What you are asked to do:
Repeat all the data word for word.

Data to process:

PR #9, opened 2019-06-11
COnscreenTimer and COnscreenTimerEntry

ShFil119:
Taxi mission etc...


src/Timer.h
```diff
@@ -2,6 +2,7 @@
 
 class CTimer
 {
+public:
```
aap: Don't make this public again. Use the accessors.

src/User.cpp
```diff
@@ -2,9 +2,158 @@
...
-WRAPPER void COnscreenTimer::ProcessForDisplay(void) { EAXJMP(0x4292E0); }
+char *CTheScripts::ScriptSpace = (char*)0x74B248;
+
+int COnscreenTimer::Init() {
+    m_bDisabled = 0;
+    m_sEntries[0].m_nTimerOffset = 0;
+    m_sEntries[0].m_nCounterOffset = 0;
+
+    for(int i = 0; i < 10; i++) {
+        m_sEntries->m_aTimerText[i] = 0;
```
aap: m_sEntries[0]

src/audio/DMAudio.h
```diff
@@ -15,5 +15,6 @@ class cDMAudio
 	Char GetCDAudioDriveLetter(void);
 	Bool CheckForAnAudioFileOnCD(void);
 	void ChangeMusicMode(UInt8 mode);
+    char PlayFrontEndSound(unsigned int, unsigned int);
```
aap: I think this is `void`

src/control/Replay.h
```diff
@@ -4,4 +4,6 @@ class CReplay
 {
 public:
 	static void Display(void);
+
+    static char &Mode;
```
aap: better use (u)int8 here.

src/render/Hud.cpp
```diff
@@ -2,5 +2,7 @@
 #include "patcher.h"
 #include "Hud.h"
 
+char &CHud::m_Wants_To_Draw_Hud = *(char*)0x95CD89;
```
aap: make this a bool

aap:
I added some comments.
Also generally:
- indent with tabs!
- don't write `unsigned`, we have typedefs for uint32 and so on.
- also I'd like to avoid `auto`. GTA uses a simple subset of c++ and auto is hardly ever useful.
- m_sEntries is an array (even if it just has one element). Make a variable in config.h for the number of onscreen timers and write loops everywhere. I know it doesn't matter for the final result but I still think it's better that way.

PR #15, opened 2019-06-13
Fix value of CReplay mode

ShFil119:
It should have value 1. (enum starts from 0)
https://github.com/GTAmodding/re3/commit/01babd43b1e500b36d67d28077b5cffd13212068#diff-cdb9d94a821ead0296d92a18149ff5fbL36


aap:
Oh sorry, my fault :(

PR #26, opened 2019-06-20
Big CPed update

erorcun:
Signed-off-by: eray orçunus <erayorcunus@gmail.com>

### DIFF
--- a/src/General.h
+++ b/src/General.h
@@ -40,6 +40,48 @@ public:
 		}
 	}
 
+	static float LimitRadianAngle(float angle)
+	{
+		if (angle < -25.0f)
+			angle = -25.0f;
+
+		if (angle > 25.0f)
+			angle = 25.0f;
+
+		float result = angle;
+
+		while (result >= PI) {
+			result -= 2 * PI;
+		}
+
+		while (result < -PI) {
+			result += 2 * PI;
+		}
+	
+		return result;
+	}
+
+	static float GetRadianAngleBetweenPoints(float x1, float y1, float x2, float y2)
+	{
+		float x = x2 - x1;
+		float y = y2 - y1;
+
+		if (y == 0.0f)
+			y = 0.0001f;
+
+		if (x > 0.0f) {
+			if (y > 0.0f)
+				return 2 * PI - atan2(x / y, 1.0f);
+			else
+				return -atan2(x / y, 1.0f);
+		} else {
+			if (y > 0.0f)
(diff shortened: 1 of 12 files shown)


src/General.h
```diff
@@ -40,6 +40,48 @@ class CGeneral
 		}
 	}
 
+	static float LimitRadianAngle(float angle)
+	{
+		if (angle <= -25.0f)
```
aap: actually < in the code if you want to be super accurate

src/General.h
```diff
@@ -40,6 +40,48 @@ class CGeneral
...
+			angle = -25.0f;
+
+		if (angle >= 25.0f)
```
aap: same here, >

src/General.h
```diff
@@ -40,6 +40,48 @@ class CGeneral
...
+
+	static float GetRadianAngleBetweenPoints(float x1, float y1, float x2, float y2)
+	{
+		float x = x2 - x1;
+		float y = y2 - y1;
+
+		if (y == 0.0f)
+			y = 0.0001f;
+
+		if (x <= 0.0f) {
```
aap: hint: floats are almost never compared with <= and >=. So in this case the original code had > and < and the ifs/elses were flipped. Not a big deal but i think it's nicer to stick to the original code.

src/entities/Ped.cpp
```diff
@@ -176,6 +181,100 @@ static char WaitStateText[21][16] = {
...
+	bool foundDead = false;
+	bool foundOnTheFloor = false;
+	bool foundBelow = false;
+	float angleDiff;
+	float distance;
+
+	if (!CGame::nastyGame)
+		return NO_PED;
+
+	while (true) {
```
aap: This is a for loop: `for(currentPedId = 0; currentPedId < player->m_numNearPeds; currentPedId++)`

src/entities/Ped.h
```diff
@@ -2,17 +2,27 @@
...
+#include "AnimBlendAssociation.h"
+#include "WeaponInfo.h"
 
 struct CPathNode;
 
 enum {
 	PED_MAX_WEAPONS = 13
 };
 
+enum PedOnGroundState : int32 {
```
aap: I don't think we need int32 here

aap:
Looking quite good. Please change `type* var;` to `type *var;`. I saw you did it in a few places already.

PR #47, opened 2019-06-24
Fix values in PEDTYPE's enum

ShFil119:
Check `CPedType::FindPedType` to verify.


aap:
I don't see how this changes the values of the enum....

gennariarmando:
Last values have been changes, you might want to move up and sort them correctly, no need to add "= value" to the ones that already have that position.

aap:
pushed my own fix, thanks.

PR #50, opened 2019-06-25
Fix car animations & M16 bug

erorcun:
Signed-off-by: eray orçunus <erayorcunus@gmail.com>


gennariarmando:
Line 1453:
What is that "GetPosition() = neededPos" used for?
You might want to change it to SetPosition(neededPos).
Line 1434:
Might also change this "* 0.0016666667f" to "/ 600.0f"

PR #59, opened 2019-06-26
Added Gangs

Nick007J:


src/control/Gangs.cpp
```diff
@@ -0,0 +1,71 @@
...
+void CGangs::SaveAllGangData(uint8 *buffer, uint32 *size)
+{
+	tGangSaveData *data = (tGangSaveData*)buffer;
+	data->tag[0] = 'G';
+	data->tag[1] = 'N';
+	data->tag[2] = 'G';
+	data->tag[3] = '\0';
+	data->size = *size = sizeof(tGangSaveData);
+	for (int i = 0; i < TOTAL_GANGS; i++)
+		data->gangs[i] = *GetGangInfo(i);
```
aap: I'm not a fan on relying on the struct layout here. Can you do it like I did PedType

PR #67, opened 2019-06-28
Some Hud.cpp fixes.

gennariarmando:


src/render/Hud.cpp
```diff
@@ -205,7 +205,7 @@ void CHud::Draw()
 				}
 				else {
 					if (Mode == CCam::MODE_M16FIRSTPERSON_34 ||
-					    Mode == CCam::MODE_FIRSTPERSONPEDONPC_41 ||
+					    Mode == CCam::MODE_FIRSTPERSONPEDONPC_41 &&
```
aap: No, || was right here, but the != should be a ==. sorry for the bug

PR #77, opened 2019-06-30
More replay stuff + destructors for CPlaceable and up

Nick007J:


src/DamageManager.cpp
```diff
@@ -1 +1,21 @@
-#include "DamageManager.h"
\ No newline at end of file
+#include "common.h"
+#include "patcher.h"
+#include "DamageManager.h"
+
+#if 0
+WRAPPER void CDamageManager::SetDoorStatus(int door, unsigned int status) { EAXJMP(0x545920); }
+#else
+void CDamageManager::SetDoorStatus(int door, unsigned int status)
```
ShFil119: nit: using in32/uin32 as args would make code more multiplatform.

Exercise answer:
PR #9, opened 2019-06-11
COnscreenTimer and COnscreenTimerEntry

ShFil119:
Taxi mission etc...


src/Timer.h
```diff
@@ -2,6 +2,7 @@
 
 class CTimer
 {
+public:
```
aap: Don't make this public again. Use the accessors.

src/User.cpp
```diff
@@ -2,9 +2,158 @@
...
-WRAPPER void COnscreenTimer::ProcessForDisplay(void) { EAXJMP(0x4292E0); }
+char *CTheScripts::ScriptSpace = (char*)0x74B248;
+
+int COnscreenTimer::Init() {
+    m_bDisabled = 0;
+    m_sEntries[0].m_nTimerOffset = 0;
+    m_sEntries[0].m_nCounterOffset = 0;
+
+    for(int i = 0; i < 10; i++) {
+        m_sEntries->m_aTimerText[i] = 0;
```
aap: m_sEntries[0]

src/audio/DMAudio.h
```diff
@@ -15,5 +15,6 @@ class cDMAudio
 	Char GetCDAudioDriveLetter(void);
 	Bool CheckForAnAudioFileOnCD(void);
 	void ChangeMusicMode(UInt8 mode);
+    char PlayFrontEndSound(unsigned int, unsigned int);
```
aap: I think this is `void`

src/control/Replay.h
```diff
@@ -4,4 +4,6 @@ class CReplay
 {
 public:
 	static void Display(void);
+
+    static char &Mode;
```
aap: better use (u)int8 here.

src/render/Hud.cpp
```diff
@@ -2,5 +2,7 @@
 #include "patcher.h"
 #include "Hud.h"
 
+char &CHud::m_Wants_To_Draw_Hud = *(char*)0x95CD89;
```
aap: make this a bool

aap:
I added some comments.
Also generally:
- indent with tabs!
- don't write `unsigned`, we have typedefs for uint32 and so on.
- also I'd like to avoid `auto`. GTA uses a simple subset of c++ and auto is hardly ever useful.
- m_sEntries is an array (even if it just has one element). Make a variable in config.h for the number of onscreen timers and write loops everywhere. I know it doesn't matter for the final result but I still think it's better that way.

PR #15, opened 2019-06-13
Fix value of CReplay mode

ShFil119:
It should have value 1. (enum starts from 0)
https://github.com/GTAmodding/re3/commit/01babd43b1e500b36d67d28077b5cffd13212068#diff-cdb9d94a821ead0296d92a18149ff5fbL36


aap:
Oh sorry, my fault :(

PR #26, opened 2019-06-20
Big CPed update

erorcun:
Signed-off-by: eray orçunus <erayorcunus@gmail.com>

### DIFF
--- a/src/General.h
+++ b/src/General.h
@@ -40,6 +40,48 @@ public:
 		}
 	}
 
+	static float LimitRadianAngle(float angle)
+	{
+		if (angle < -25.0f)
+			angle = -25.0f;
+
+		if (angle > 25.0f)
+			angle = 25.0f;
+
+		float result = angle;
+
+		while (result >= PI) {
+			result -= 2 * PI;
+		}
+
+		while (result < -PI) {
+			result += 2 * PI;
+		}
+	
+		return result;
+	}
+
+	static float GetRadianAngleBetweenPoints(float x1, float y1, float x2, float y2)
+	{
+		float x = x2 - x1;
+		float y = y2 - y1;
+
+		if (y == 0.0f)
+			y = 0.0001f;
+
+		if (x > 0.0f) {
+			if (y > 0.0f)
+				return 2 * PI - atan2(x / y, 1.0f);
+			else
+				return -atan2(x / y, 1.0f);
+		} else {
+			if (y > 0.0f)
(diff shortened: 1 of 12 files shown)


src/General.h
```diff
@@ -40,6 +40,48 @@ class CGeneral
 		}
 	}
 
+	static float LimitRadianAngle(float angle)
+	{
+		if (angle <= -25.0f)
```
aap: actually < in the code if you want to be super accurate

src/General.h
```diff
@@ -40,6 +40,48 @@ class CGeneral
...
+			angle = -25.0f;
+
+		if (angle >= 25.0f)
```
aap: same here, >

src/General.h
```diff
@@ -40,6 +40,48 @@ class CGeneral
...
+
+	static float GetRadianAngleBetweenPoints(float x1, float y1, float x2, float y2)
+	{
+		float x = x2 - x1;
+		float y = y2 - y1;
+
+		if (y == 0.0f)
+			y = 0.0001f;
+
+		if (x <= 0.0f) {
```
aap: hint: floats are almost never compared with <= and >=. So in this case the original code had > and < and the ifs/elses were flipped. Not a big deal but i think it's nicer to stick to the original code.

src/entities/Ped.cpp
```diff
@@ -176,6 +181,100 @@ static char WaitStateText[21][16] = {
...
+	bool foundDead = false;
+	bool foundOnTheFloor = false;
+	bool foundBelow = false;
+	float angleDiff;
+	float distance;
+
+	if (!CGame::nastyGame)
+		return NO_PED;
+
+	while (true) {
```
aap: This is a for loop: `for(currentPedId = 0; currentPedId < player->m_numNearPeds; currentPedId++)`

src/entities/Ped.h
```diff
@@ -2,17 +2,27 @@
...
+#include "AnimBlendAssociation.h"
+#include "WeaponInfo.h"
 
 struct CPathNode;
 
 enum {
 	PED_MAX_WEAPONS = 13
 };
 
+enum PedOnGroundState : int32 {
```
aap: I don't think we need int32 here

aap:
Looking quite good. Please change `type* var;` to `type *var;`. I saw you did it in a few places already.

PR #47, opened 2019-06-24
Fix values in PEDTYPE's enum

ShFil119:
Check `CPedType::FindPedType` to verify.


aap:
I don't see how this changes the values of the enum....

gennariarmando:
Last values have been changes, you might want to move up and sort them correctly, no need to add "= value" to the ones that already have that position.

aap:
pushed my own fix, thanks.

PR #50, opened 2019-06-25
Fix car animations & M16 bug

erorcun:
Signed-off-by: eray orçunus <erayorcunus@gmail.com>


gennariarmando:
Line 1453:
What is that "GetPosition() = neededPos" used for?
You might want to change it to SetPosition(neededPos).
Line 1434:
Might also change this "* 0.0016666667f" to "/ 600.0f"

PR #59, opened 2019-06-26
Added Gangs

Nick007J:


src/control/Gangs.cpp
```diff
@@ -0,0 +1,71 @@
...
+void CGangs::SaveAllGangData(uint8 *buffer, uint32 *size)
+{
+	tGangSaveData *data = (tGangSaveData*)buffer;
+	data->tag[0] = 'G';
+	data->tag[1] = 'N';
+	data->tag[2] = 'G';
+	data->tag[3] = '\0';
+	data->size = *size = sizeof(tGangSaveData);
+	for (int i = 0; i < TOTAL_GANGS; i++)
+		data->gangs[i] = *GetGangInfo(i);
```
aap: I'm not a fan on relying on the struct layout here. Can you do it like I did PedType

PR #67, opened 2019-06-28
Some Hud.cpp fixes.

gennariarmando:


src/render/Hud.cpp
```diff
@@ -205,7 +205,7 @@ void CHud::Draw()
 				}
 				else {
 					if (Mode == CCam::MODE_M16FIRSTPERSON_34 ||
-					    Mode == CCam::MODE_FIRSTPERSONPEDONPC_41 ||
+					    Mode == CCam::MODE_FIRSTPERSONPEDONPC_41 &&
```
aap: No, || was right here, but the != should be a ==. sorry for the bug

PR #77, opened 2019-06-30
More replay stuff + destructors for CPlaceable and up

Nick007J:


src/DamageManager.cpp
```diff
@@ -1 +1,21 @@
-#include "DamageManager.h"
\ No newline at end of file
+#include "common.h"
+#include "patcher.h"
+#include "DamageManager.h"
+
+#if 0
+WRAPPER void CDamageManager::SetDoorStatus(int door, unsigned int status) { EAXJMP(0x545920); }
+#else
+void CDamageManager::SetDoorStatus(int door, unsigned int status)
```
ShFil119: nit: using in32/uin32 as args would make code more multiplatform.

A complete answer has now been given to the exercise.